A healthcare technology company, Avenda Health, claims that its artificial intelligence software is more effective at detecting prostate cancer than trained physicians.
Last month, Avenda published a study involving ten doctors who each evaluated 50 prostate cancer cases. The findings revealed that Avenda’s Unfold AI software achieved an accuracy rate of 84.7% in detecting cancer, while the physicians’ manual assessments ranged from 67.2% to 75.9% accuracy.
This study was conducted in collaboration with UCLA Health and published in the Journal of Urology. It highlighted that AI-assisted cancer contouring predictions are 45 times more accurate and consistent compared to traditional methods.

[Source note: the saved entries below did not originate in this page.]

PR #485, opened 2021-04-06
Fix regex sort

### LINKED ISSUE #484: Bad regex sort when multiple paths match
Regex comparisons where both paths/basenames match incorrectly order the files, rather than allowing subsequent criteria to break the tie.

example where regex ordering breaks
1/a
1/a2
1/b
2/a
2/a2
2/b
pattern:
`x<1>r<a>l`

nloewen:
Fixes #484

### DIFF
--- a/lib/preprocess.c
+++ b/lib/preprocess.c
@@ -356,36 +356,43 @@ char *rm_pp_compile_patterns(RmSession *session, const char *sortcrit, GError **
 static int rm_pp_cmp_by_regex(GRegex *regex, int idx, RmPatternBitmask *mask_a,
                               const char *path_a, RmPatternBitmask *mask_b,
                               const char *path_b) {
-    int result = 0;
+    int result_a = 0;
+    int result_b = 0;
 
     if(RM_PATTERN_IS_CACHED(mask_a, idx)) {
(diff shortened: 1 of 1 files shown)


lib/preprocess.c
```diff
@@ -356,36 +356,43 @@ char *rm_pp_compile_patterns(RmSession *session, const char *sortcrit, GError **
...
         /* Match for the first time */
-        result = g_regex_match(regex, path_b, 0, NULL);
-        RM_PATTERN_SET_CACHED(mask_b, idx, result);
+        result_b = g_regex_match(regex, path_b, 0, NULL);
+        RM_PATTERN_SET_CACHED(mask_b, idx, result_b);
     }
 
-    if(result) {
-        return +1;
+    /* Both match */
```
SeeSpotRun, line 380: can use macro SIGN_DIFF here to simplify:
`    return SIGN_DIFF(result_b, result_a);`
Defined here: https://github.com/sahib/rmlint/blob/094fbd59cbfb2d2df73dacb0647aacc425982848/lib/utilities.h#L71

SeeSpotRun:
Thanks, beat me to it.

PR #492, opened 2021-04-19
Fix mem leaks

SeeSpotRun:


SeeSpotRun:
It's been a long while since the full testsuite ran leak-free:
```
$ sudo RM_TS_DIR=testdir RM_TS_USE_VALGRIND=1 RM_TS_CHECK_LEAKS=1 RM_TS_PEDANTIC=1 nosetests -sxv --eval-attr="not slow and not valgrind_issue"

Ran 231 tests in 8288.592s

OK
```

PR #498, opened 2021-04-30
Backports

SeeSpotRun:
Catches a couple of bugfixes since release


jmigual:
Hey, when will this merge request be released? I'm experiencing the issue solved in dd4fe24 still on release 2.10.1

Cebtenzzre:
@jmigual I hear you. I personally have run into that issue, and I should probably backtrack a little and make a hotfix release based on current master and some other trivial fixes that I've accumulated. There is still an overwhelming number of problems that I haven't finished investigating or writing fixes for, but I don't think I'll reach the end of that list any time soon.

PR #499, opened 2021-05-01
--is-reflink and rm_util_link_type fixes

Cebtenzzre:
The most important change here is to allow rm_util_link_type to return RM_LINK_SYMLINK by checking for it earlier.

```
$ touch foo.txt bar.txt
$ ln -s bar.txt link.txt
$ rmlint --is-reflink foo.txt link.txt
```

Result before these changes: `Not a file` (exit status 3)
Result after these changes: `Encountered a symlink` (exit status 9)

### DIFF
--- a/docs/rmlint.1.rst
+++ b/docs/rmlint.1.rst
@@ -821,18 +821,21 @@ OTHER STAND-ALONE COMMANDS
 
 
 :``rmlint --is-reflink [-v|-V] <file1> <file2>``:
-    Tests whether ``file1`` and ``file2`` are reflinks (reference same data).
-    This command makes ``rmlint`` exit with one of the following exit codes:
+    Tests whether ``file1`` and ``file2`` are reflinked (reference same data).
+    No attempt is made to resolve symlinks. You may want to preprocess
+    arguments with ``realpath(1)`` or equivalent to resolve symlinks and for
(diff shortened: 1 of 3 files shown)


SeeSpotRun:
Thanks for contributing, much appreciated.  Feel free to add a nosetest.

SeeSpotRun:
Actually thinking about it, we should also be testing that they are links to each other, ie should expect RM_LINK_NONE for `rmlint --is-reflink foo.txt link.txt` in your example and RM_LINK_SYMLINK for `rmlint --is-reflink bar.txt link.txt`

Cebtenzzre:
Working on a nosetest. I considered testing for a symlink relationship, but rm_util_link_type is primarily for detecting reflinked files. For functions like rm_sh_emit_handler_clone, knowing that two files are hardlinked or that either is a symlink is enough to know that they aren't reflinked. And what would the link type be for a symlink to a path double, hardlink, or reflink?

A script can use `realpath` to resolve symlinks, then use the result of `rmlint --is-reflink` to identify the relationship between the destinations. IMO, the most straightforward  enhancement would be to add a `-L` flag to preprocess both arguments with `realpath(3)` - in that mode, "symlink" would not be a possible status, only "same (resolved) path".

PR #520, opened 2021-09-07
Build: allow disabling docs, do not build gschemas.compiled

sbraz:
Hi,
I am in the process of adding rmlint to Gentoo and I have a few problems, some of which I patched locally. However, I think these two should be fixed upstream.

* allow disabling docs
* do not build `gschemas.compiled`. Having this file installed causes problems for packagers. Fedora and    Arch Linux have to remove it manually as we can see here:
https://github.com/sahib/rmlint/blob/29bd07e29edf6879be933dc0e7275a90a154c00e/pkg/fedora/rmlint.spec#L48
https://github.com/archlinux/svntogit-community/blob/19a815339b610b3ee146d7e3830f3c8ac3a2a6c4/trunk/PKGBUILD#L44

### DIFF
--- a/SConstruct
+++ b/SConstruct
@@ -515,7 +515,7 @@ AddOption(
     action='store', metavar='DIR', help='libdir name (lib or lib64)'
 )
 
-for suffix in ['libelf', 'gettext', 'fiemap', 'blkid', 'json-glib', 'gui']:
+for suffix in ['libelf', 'gettext', 'fiemap', 'blkid', 'json-glib', 'gui', 'docs']:
     AddOption(
         '--without-' + suffix, action='store_const', default=False, const=False,
         dest='with_' + suffix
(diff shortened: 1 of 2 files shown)


SeeSpotRun:
There have been some significant developments for package builders / maintainers in the develop branch but I fell behind in getting the next release out.

sbraz:
Hi, thanks for the reply. Actually my PR isn't perfect either as there is no way to build the manpage but not the rest of the doc. Let's wait until the next release.

By the way, I have eventually been able to add the package to Gentoo with working tests on amd64 and x86. Hopefully the next release won't require as many patches :)
https://github.com/gentoo/gentoo/commit/f87696bda2d6580aac1762fd96c5cfc95b7090ce#diff-754c644dd9146af3c5a3c306fb1a8ecd47f9dd164feac308abcbab64a0b74b66

vassilit:
We need to find a way to get the manpage included without the other docs

vassilit:
> Hi, thanks for the reply. Actually my PR isn't perfect either as there is no way to build the manpage but not the rest of the doc. Let's wait until the next release.

There is a way to do it. You can use `GetOption` in `docs/SConscript,` but as for now, HTML docs are not compiled by default, only the manpage if sphinx is found. Also, since #710, there is `--without-compile-glib-schemas` option to opt out from gschemas.compiled.

PR #523, opened 2021-09-08
Fix max sizes on x86, part of the fix for #522

### LINKED ISSUE #522: test_size.test_invalid fails on x86
Hi,
I tried to run the test suite on an x86 chroot and one test fails:
```
test_size.test_invalid ... ('--size 0-18446744073709551616',) did not trigger an error exit.
```

I was able to confirm this by running `rmlint --size 0-18446744073709551616` which indeed does not fail as excected.

sbraz:
`strtoull` returns `ULLONG_MAX,` not `ULONG_MAX`.

### DIFF
--- a/lib/cmdline.c
+++ b/lib/cmdline.c
@@ -351,7 +351,7 @@ static RmOff rm_cmd_size_string_to_bytes(const char *size_spec, GError **error) 
             return 0;
         }
 
-        if(fraction_num == ULONG_MAX && errno == ERANGE) {
+        if(fraction_num == ULLONG_MAX && errno == ERANGE) {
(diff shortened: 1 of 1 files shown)


sbraz:
Actually please don't merge this yet, `--size 0-18446744073709551615.1` doesn't trigger an error.

sbraz:
I don't really know why that fraction is supposed to fail here:
https://github.com/sahib/rmlint/blob/427791ca7c9ffa66b2c666b6b01874c5e165fae6/lib/cmdline.c#L387

I'll leave this PR in its current state, as an incomplete fix for #522.

Cebtenzzre:
Fixed in 4043c79992d251442681b72260b5425bd00e9b82.

PR #525, opened 2021-09-08
Do not compress manpage

sbraz:
Hi,
Pre-compressing the manpage causes QA warnings on Gentoo (and could also be a problem on Debian, Fedora or Arch Linux, as a fellow Gentoo developer explains [in his blog](https://cmpct.info/~sam/blog/posts/automatic-manpage-compression/)).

Shyam Natarajan, an assistant adjunct professor of urology, surgery, and bioengineering at UCLA and the study’s senior author, stated that the integration of AI not only improved the accuracy of doctors’ assessments but also increased agreement among them when using the AI tool.
Typically, physicians rely on MRI scans to measure tumor sizes; however, some tumors are undetectable through MRIs, as noted by Dr. Wayne Brisbane, an assistant professor of urology at UCLA’s David Geffen School of Medicine. He emphasized that AI fills in the gaps where MRIs may fall short.
Dr. Brisbane expressed confidence in AI’s potential to enhance cancer treatment, suggesting that it could lead to more personalized and effective care for patients, aligning treatments more closely with individual needs. He remarked that AI capabilities may surpass those of human professionals.
Avenda Health’s CEO, Dr. Shyam Natarajan, praised the validation of their innovative approach through research and its acknowledgment by the American Medical Association (AMA).
According to the American Cancer Society, approximately one in eight men in the United States will be diagnosed with prostate cancer in their lifetime, and one in 44 will succumb to the disease. For 2023, it is estimated that there will be 299,010 new prostate cancer cases in the U.S., with 35,250 fatalities anticipated due to the illness.